--- Supplied data Enclosed Below ---

PR #5183, opened 2026-09-18
Show SwiftLint violations to Claude after each edit

kean:
| 📘 Part of: # |  
|:---:|

The Claude Code `PostToolUse` hook ran `swiftlint --fix` through the SwiftPM plugin, printed "SwiftLint completed" and exited 0, so the agent never saw a violation that `--fix` can't correct. With a file containing `.textAlignment = .left` and an interpolated `NSLocalizedString` (an error-level rule), the hook said nothing while `swiftlint lint` reported three violations.

The hook now lives in `.claude/hooks/swiftlint.sh`:

- After fixing, it runs `lint --quiet` on the same file and exits 2 with the violations on stderr, which Claude Code feeds back to the agent. Files the config excludes are skipped (`--force-exclude`).
- It calls the pinned binary in `BuildTools/.build` directly and checks that its version matches `swiftlint_version`. If it's missing or stale, it resolves `BuildTools` once, the same way `make lint` does.
- Paths come from `$CLAUDE_PROJECT_DIR` and the edited file's checkout instead of the shell's working directory, so it keeps working after a `cd` and in worktrees.

| | Before | After |
|---|---|---|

--- End of Enclosed Supplied data ---

Aim of the exercise >>
With no line omitted, copy all the data exactly.

Exercise output >>
PR #5183, opened 2026-09-18
Show SwiftLint violations to Claude after each edit

kean:
| 📘 Part of: # |  
|:---:|

The Claude Code `PostToolUse` hook ran `swiftlint --fix` through the SwiftPM plugin, printed "SwiftLint completed" and exited 0, so the agent never saw a violation that `--fix` can't correct. With a file containing `.textAlignment = .left` and an interpolated `NSLocalizedString` (an error-level rule), the hook said nothing while `swiftlint lint` reported three violations.

The hook now lives in `.claude/hooks/swiftlint.sh`:

- After fixing, it runs `lint --quiet` on the same file and exits 2 with the violations on stderr, which Claude Code feeds back to the agent. Files the config excludes are skipped (`--force-exclude`).
- It calls the pinned binary in `BuildTools/.build` directly and checks that its version matches `swiftlint_version`. If it's missing or stale, it resolves `BuildTools` once, the same way `make lint` does.
- Paths come from `$CLAUDE_PROJECT_DIR` and the edited file's checkout instead of the shell's working directory, so it keeps working after a `cd` and in worktrees.

| | Before | After |
|---|---|---|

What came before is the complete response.